The BA.5 variant was the most immune-evasive variant until recently, but it is rapidly being replaced by others, including two that show an even greater ability to sidestep immunity.
One of them, known as BQ.1.1, is the leading candidate for causing a winter wave, and it has already sent cases soaring in Europe. Although it and a closely related variant called BQ.1 together account for only about 11% of cases in the United States, their share has grown rapidly from just 3% two weeks ago.
A combination of two omicron subvariants called XBB has been fueling a wave of cases in Singapore, among the most highly vaccinated nations in the world. Its subvariant XBB.1 has just arrived in the United States. Another variant, called BA.2.75.2, is also highly immune evasive and causes more severe disease, but is so far responsible for less than 2% of cases nationwide.
Sign of a bad flu season
Before the coronavirus walloped the world, flu viruses sickened millions each winter, and killed tens of thousands of Americans.

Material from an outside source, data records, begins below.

PR #965, opened 2026-08-18
fix(chat): journal a desk reply against its author, not the channel it went to (#885)

### LINKED ISSUE #885: chat: desk history attributes agent replies to `operator` and operator messages to the tenant
## What happens

In a desk transcript, the company's replies are attributed to `operator`, and the operator's own messages are attributed to the tenant slug.

`GET /api/v1/companies/<id>/chat/history?desk=engineering`:

```
nikhil   | operator | Security Engineer: please code-review this diff…
operator | operator | I have the full picture now. …
```

and on a DM thread, the operator's message came back authored `marketing` (the tenant name).

## Why it matters

The transcript never records which agent spoke. On a desk with four members that is the single most useful fact in the log — it is what makes "the QA Engineer said this, the Security Engineer disagreed" reconstructable after the fact, and it is what a rehydrated transcript needs to render the right avatar and name.

Some replies do carry the agent (`channel: "product_manager"` on an approval follow-up), so the field exists and is populated on some paths and not others.

## Expected

A company reply is authored by the agent that produced it; an operator message is authored by the person who sent it.

---

M3gA-Mind:
## Summary

A desk transcript attributed the company's own replies to `operator`. On a desk with four
members the author is the single most useful fact in the log — it is what makes "the QA
Engineer said this, the Security Engineer disagreed" reconstructable — and the transcript
was recording the wrong one.

### The fault is stored, not rendered

`MessageView::project` (`src/server/chat_history.rs`) is correct on every arm and
faithfully renders what it is given. The bad data is on disk.

`CompanyEvent::AgentReply.agent_id` is documented as **"the agent that produced the
reply"**. `OutboundMessage.channel` is documented as **"the channel to emit on"** — a
*destination*. All three writers copied one into the other:

| writer | stored | correct? |
|---|---|---|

In the 2018-19 season, the flu was responsible for 13 million medical visits, 380,000 hospitalizations and 28,000 deaths.
Flu season in the Southern Hemisphere, typically between May and October, is highly predictive of winters in the Northern Hemisphere. This year, flu began weeks earlier than usual in Australia and New Zealand, and the numbers of cases and hospitalizations were markedly higher.
Gordon tracks influenza rates among children in Nicaragua, which has a flu season spanning June and July, and a larger one in the late fall. More than 90% of the population was considered fully vaccinated against COVID-19 by last January, and many people had also gained immunity from one or more infections.
Still, the country saw high rates of both COVID-19 and influenza in the first half of this year. Influenza rates among children were higher than in the 2009 flu pandemic, and the children were sicker on average than in previous years. “We saw a lot of hospitalizations,” Gordon said.
In the United States, flu typically begins to pick up in October and runs through March, peaking sometime between December and February. But in some states, the season is already underway.
About 3% of tests nationwide were turning up positive for flu as of Oct. 8, according to the Centers for Disease Control and Prevention, but the rates are higher than 10% in some Southeastern states and higher than 5% in the South Central region. In Texas, the proportion of tests positive for flu jumped to 5.3% in early October from 3.7% the week before.
Some communities are at increased risk of severe illness and hospitalization for flu. During flu seasons from 2009-22, rates of hospitalization were 80% higher among Black adults, 30% higher among American Indian/Alaska Native adults and 20% higher among Hispanic adults compared with white adults, according to a CDC report released last week.
Yet, flu vaccination rates were much lower in these groups. Vaccine coverage also declined by about 9 percentage points from the previous year in pregnant women across all racial and ethnic groups.